● **Exercise requirements**: Send back exactly the lines from the opening line of the records below through the one with "1. Use a scale > 1, such as 2 or 1.75".

Records contained in a dataset
━━━━━━━━━━━━━━━━

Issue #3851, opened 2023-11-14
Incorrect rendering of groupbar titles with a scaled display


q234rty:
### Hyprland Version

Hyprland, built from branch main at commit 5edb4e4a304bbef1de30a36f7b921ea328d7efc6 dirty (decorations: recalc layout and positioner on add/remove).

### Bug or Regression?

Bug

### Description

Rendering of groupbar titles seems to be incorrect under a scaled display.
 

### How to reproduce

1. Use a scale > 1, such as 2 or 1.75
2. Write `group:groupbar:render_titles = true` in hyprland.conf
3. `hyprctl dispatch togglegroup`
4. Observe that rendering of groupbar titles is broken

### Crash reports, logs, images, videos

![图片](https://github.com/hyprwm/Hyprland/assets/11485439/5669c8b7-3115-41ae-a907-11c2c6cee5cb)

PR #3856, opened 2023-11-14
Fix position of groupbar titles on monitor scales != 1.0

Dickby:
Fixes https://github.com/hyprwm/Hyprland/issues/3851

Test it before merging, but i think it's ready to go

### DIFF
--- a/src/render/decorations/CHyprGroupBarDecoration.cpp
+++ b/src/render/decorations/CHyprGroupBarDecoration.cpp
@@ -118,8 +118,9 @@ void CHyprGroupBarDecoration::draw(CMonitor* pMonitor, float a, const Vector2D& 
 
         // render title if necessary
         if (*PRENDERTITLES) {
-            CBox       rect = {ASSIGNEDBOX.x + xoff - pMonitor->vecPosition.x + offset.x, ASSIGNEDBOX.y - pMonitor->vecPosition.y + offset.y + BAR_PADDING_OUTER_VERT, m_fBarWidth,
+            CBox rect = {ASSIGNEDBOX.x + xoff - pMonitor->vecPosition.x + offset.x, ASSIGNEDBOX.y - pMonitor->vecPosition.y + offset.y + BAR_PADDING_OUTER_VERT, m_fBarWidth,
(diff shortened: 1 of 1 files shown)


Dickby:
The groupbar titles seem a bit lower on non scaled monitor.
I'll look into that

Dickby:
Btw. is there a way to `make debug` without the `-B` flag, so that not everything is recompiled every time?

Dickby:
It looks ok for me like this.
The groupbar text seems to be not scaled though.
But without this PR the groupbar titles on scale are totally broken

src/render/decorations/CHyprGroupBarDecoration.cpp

━━━━━━━━━━━━━━━━

● **Response below**:
Issue #3851, opened 2023-11-14
Incorrect rendering of groupbar titles with a scaled display


q234rty:
### Hyprland Version

Hyprland, built from branch main at commit 5edb4e4a304bbef1de30a36f7b921ea328d7efc6 dirty (decorations: recalc layout and positioner on add/remove).

### Bug or Regression?

Bug

### Description

Rendering of groupbar titles seems to be incorrect under a scaled display.
 

### How to reproduce

1. Use a scale > 1, such as 2 or 1.75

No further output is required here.